● BRIEF: Return exactly the lines that run from the one with "Important: this is" to the last line of the entries below, both included, and nothing else.
━━ GIVEN ENTRIES
PR #7704, opened 2026-05-11
fix(changelog): fall back when stored changelog path is missing

### LINKED ISSUE #7587: NullPointerException in DatabaseChangeLog.ranChangeSetExists when storedChangeLog is null (MongoDB + logicalFilePath)
### Search first

### Description

Liquibase throws a NullPointerException when running migrations against MongoDB if the stored changelog entry does not contain `storedChangeLog`.

The error happens when changelog files were renamed and `logicalFilePath` was introduced to prevent Liquibase from re-running migrations.

When Liquibase processes changelogs using `includeAll`, it calls `DatabaseChangeLog.ranChangeSetExists()` and attempts to compare:

ranChangeSet.getStoredChangeLog().equals(...)

However `storedChangeLog` is `null`, which causes a NullPointerException.

**Stacktrace:**
Caused by: java.lang.NullPointerException:
Cannot invoke "String.equals(Object)" because the return value of
"liquibase.changelog.RanChangeSet.getStoredChangeLog()" is null

at liquibase.changelog.DatabaseChangeLog.ranChangeSetExists(DatabaseChangeLog.java:1187)

This happens when the DATABASECHANGELOG collection already contains entries created by an earlier Liquibase version where `storedChangeLog` was not stored.

Liquibase should handle this case safely instead of throwing an exception.

### Steps To Reproduce

1. Run Liquibase MongoDB migrations using includeAll
   Root changelog loads all files from the changelog directory.
{
  "databaseChangeLog": [
    {
      "includeAll": {
        "path": "db/changelogs"
      }
    }
  ]
}
One of the files inside the directory:
  db/changelogs/changelog-1.0.json

1. Run Liquibase MongoDB migrations using includeAll
   Root changelog loads all files from the changelog directory.
{
  "databaseChangeLog": [
    {
      "includeAll": {
        "path": "db/changelogs"
      }
    }
  ]
}

One of the files inside the directory:
db/changelogs/changelog-1.0.json

3. Rename the changelog file

The file is renamed:
changelog-1.0.json → changelog-001.0.json

4. Add logicalFilePath to keep the original Liquibase identity

To prevent Liquibase from re-running the migration, logicalFilePath is added to the renamed file:
{
  "databaseChangeLog": [
    {
      "logicalFilePath": "db/changelogs/changelog-1.0.json"
    }
  ]
}

5. Run Liquibase again

Liquibase loads changelog files using includeAll.

During the process of checking if a changeset already ran, Liquibase throws:

NullPointerException: ranChangeSet.getStoredChangeLog() is null

This occurs while Liquibase compares the stored changelog entry with the current changelog file.

### Expected/Desired Behavior

Liquibase should not throw a NullPointerException when `storedChangeLog` is null.

Instead it should handle the comparison safely, for example using a null-safe comparison:

Objects.equals(ranChangeSet.getStoredChangeLog(), changeLog)

This would allow Liquibase to correctly detect existing changesets even if older DATABASECHANGELOG entries do not contain `storedChangeLog`.

### Liquibase Version

4.33.0

### Database Vendor & Version

MongoDB 7.x

### Liquibase Integration

Quarkus Liquibase MongoDB Extension (Gradle)

### Liquibase Extensions

liquibase-mongodb

Windows 10 (development)

### Additional Context

The issue appeared after upgrading Liquibase versions.

Older DATABASECHANGELOG records created by previous Liquibase versions do not contain `storedChangeLog`.

When Liquibase processes changelogs via `includeAll`, it attempts to compare the stored changelog with the current changelog and crashes due to the null value.

This situation commonly happens when:
- changelog files are renamed
- logicalFilePath is used to preserve migration history
- DATABASECHANGELOG entries were created by older Liquibase versions

### LINKED ISSUE #7667: RanChangeSet.getStoredChangeLog() returns null
### Search first

### Description

I am using Liquibase with Quarkus and MongoDB.

When the Quarkus application starts, Liquibase runs all migration files and creates the DATABASECHANGELOG collection in MongoDB.
Liquibase checks the logicalFilePath against the stored fileName value, and if they match, that migration is skipped.

Example document in DATABASECHANGELOG:

```
{
    "_id" : ObjectId("69e6385c9f0428fb282456b9"),
    "fileName" : "db/changelogs/changelog-1.0.json",
    "id" : "1",
    "author" : "liquibase",
    "md5sum" : "9:e06981c7a50023f09b43c2b14f4dac66",
    "dateExecuted" : ISODate("2026-04-20T14:29:48.690+0000"),
    "tag" : null,
    "execType" : "EXECUTED",
    "description" : "runCommand",
    "comments" : null,
    "contexts" : null,
    "labels" : null,
    "deploymentId" : "6695387086",
    "orderExecuted" : 1,
    "liquibase" : "4.33.0"
}
```

After upgrading Quarkus and Gradle, the application now fails during startup with this error:

`liquibase.changelog.RanChangeSet.getStoredChangeLog() is null`

Actual error in the logs
```
Caused by: liquibase.exception.SetupException: Cannot invoke "String.equals(Object)" because the return value of "liquibase.changelog.RanChangeSet.getStoredChangeLog()" is null
        at liquibase.changelog.DatabaseChangeLog.includeAll(DatabaseChangeLog.java:851)
        at liquibase.changelog.DatabaseChangeLog.handleIncludeAll(DatabaseChangeLog.java:619)
        at liquibase.changelog.DatabaseChangeLog.handleChildNodeHelper(DatabaseChangeLog.java:483)
        at liquibase.changelog.DatabaseChangeLog.handleChildNode(DatabaseChangeLog.java:464)
        at liquibase.changelog.DatabaseChangeLog.load(DatabaseChangeLog.java:431)
        at liquibase.nosql.parser.json.JsonNoSqlChangeLogParser.parse(JsonNoSqlChangeLogParser.java:145)
```

I noticed that in a fresh project using the same Liquibase migration files, the DATABASECHANGELOG collection still does not contain the storedChangeLog field.

If any records already exist in the DATABASECHANGELOG collection, Liquibase throws the same error because storedChangeLog is missing.

I also check by add storedChangeLog field in the DATABASECHANGELOG DB collection for every document in mongoDB after that if I start the my quarkus service then still it is not working and giving same error.

The issue appears to be that newer Liquibase code expects storedChangeLog to be present, but MongoDB changelog documents only contain fileName.

### Steps To Reproduce

In the quarkus + mongoDB project add liqubase migration and build the project.

### Expected/Desired Behavior

`RanChangeSet.getStoredChangeLog() should not return null` and Liquibase should run successfully without throwing an exception.
Existing migration records in DATABASECHANGELOG should be processed correctly, and previously executed migrations should be skipped as expected.

### Liquibase Version

4.33.0

### Database Vendor & Version

Mongo DB

### Liquibase Integration

gradle , quarkus

### Liquibase Extensions

quarkus-liquibase-mongodb

Windows 11

### Additional Context

_No response_

officialasishkumar:
## Impact
- [ ] Enhancement/New feature
- [ ] Breaking Change

## Description
Fixes #7667.
Fixes #7587.

`RanChangeSet.getStoredChangeLog()` now falls back to the changelog path when an older changelog history service or extension does not provide a separate stored path. Explicit stored changelog paths still take precedence when available.

## Things to be aware of
This keeps existing constructor behavior intact and centralizes the fallback in the getter used by logical file path comparisons.

## Things to worry about
None.

## Additional Context
Validation:
- `./mvnw -pl liquibase-standard -Dtest=liquibase.changelog.RanChangeSetTest test -DtrimStackTrace=false`

### DIFF
--- a/liquibase-standard/src/main/java/liquibase/changelog/RanChangeSet.java
+++ b/liquibase-standard/src/main/java/liquibase/changelog/RanChangeSet.java
@@ -86,6 +86,13 @@ public class RanChangeSet {
         return (Date) dateExecuted.clone();
     }
 
+    public String getStoredChangeLog() {
+        if (storedChangeLog == null) {
+            return changeLog;
+        }
+        return storedChangeLog;
+    }
+
     @Override
     public boolean equals(Object o) {
         if (this == o) {
--- a/liquibase-standard/src/test/java/liquibase/changelog/RanChangeSetTest.java
+++ b/liquibase-standard/src/test/java/liquibase/changelog/RanChangeSetTest.java
@@ -2,6 +2,7 @@ package liquibase.changelog;
 
 import org.junit.Test;
 
+import static org.junit.Assert.assertEquals;
 import static org.junit.Assert.assertFalse;
 import static org.junit.Assert.assertTrue;
 
@@ -26,5 +27,19 @@ public class RanChangeSetTest {
         RanChangeSet ranChangeSet = new RanChangeSet("db/ran-changeset.log", "1", "author", null, null, null, null, null, null, null, null, null);
         ChangeSet incomingChangeSet = new ChangeSet("1", "author", false, false, "classpath:/db/file.log", null, null, null);
         assertFalse(ranChangeSet.isSameAs(incomingChangeSet));
+    }
+
+    @Test
+    public void stored_change_log_falls_back_to_change_log() {
+        RanChangeSet ranChangeSet = new RanChangeSet("db/file.log", "1", "author", null, null, null, null, null, null, null, null, null);
+
+        assertEquals("db/file.log", ranChangeSet.getStoredChangeLog());
+    }
+
+    @Test
+    public void stored_change_log_uses_explicit_stored_path() {
+        RanChangeSet ranChangeSet = new RanChangeSet("logical/file.log", "1", "author", null, null, null, null, null, null, null, null, null, "physical/file.log");
+
+        assertEquals("physical/file.log", ranChangeSet.getStoredChangeLog());
     }
 }


filipelautert (approved):
Hey, took a look at the fix.

Production change is right — it mirrors the existing fallback pattern in `ChangeSet.getStoredFilePath()` (`liquibase-standard/src/main/java/liquibase/changelog/ChangeSet.java:362-367`) and directly resolves the NPE at `DatabaseChangeLog.java:1280` where `rc.getStoredChangeLog().equals(...)` blows up on legacy/extension-written DATABASECHANGELOG rows that never populated the stored path.

No blocking issues.

Couple of take-or-leave observations:

- `RanChangeSet.java:89` — the hand-written getter now shadows the Lombok `@Getter`. Worth a one-line Javadoc explaining why (fallback for legacy/extension rows missing `storedChangeLog`), otherwise the next person sees a Lombok class with one mystery override and wonders. The CodeRabbit suggestion is reasonable here.
- The two callers in `DatabaseChangeLog.java:399,406` and `ValidatingVisitor.java:112` will now propagate `changeLog` into `ChangeSet.setStoredFilePath(...)` instead of `null`. Downstream behavior is unchanged (the `UpdateChangeSet{Filename,Checksum}Generator` paths return the same string either way), but worth being aware of if anyone relied on `storedFilePath == null` as a signal — quick grep says nobody does.
- No WARN log on fallback. Probably fine given this getter is called from a stream filter; logging would be noisy. The parallel `ChangeSet.getStoredFilePath()` doesn't log either.

LGTM.

sfpoc:
Hello @officialasishkumar, I hope this issue fix will also be resolved in the [Liquibase v4.33.x] next release, as Quarkus currently utilizes this version chain.

rberezen (commented):
Full e2e verification on H2/offline mode:

Reproduced the NPE on master with a clean scenario:
- Parent changelog with `<includeAll>`
- Pre-populated offline CSV containing one ran changeset
- Run `update-sql` → **NPE matches issue stack trace exactly**

Same scenario on PR branch: succeeds, generates correct SQL.

Important: this is **not Mongo-specific**. `OfflineChangeLogHistoryService.java:179` constructs `RanChangeSet` without `storedChangeLog`, so `update-sql` / `rollback-sql` / any offline command can hit this on **any database**, not just custom extensions. The fix benefits everyone.

- 5/5 unit tests pass
- All 10 CI integration tests pass
- Fix is minimal (7-line getter override)

LGTM.

rberezen (approved):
━━━━
● SOLUTION TO THIS TASK:
Important: this is **not Mongo-specific**. `OfflineChangeLogHistoryService.java:179` constructs `RanChangeSet` without `storedChangeLog`, so `update-sql` / `rollback-sql` / any offline command can hit this on **any database**, not just custom extensions. The fix benefits everyone.

- 5/5 unit tests pass
- All 10 CI integration tests pass
- Fix is minimal (7-line getter override)

LGTM.

rberezen (approved):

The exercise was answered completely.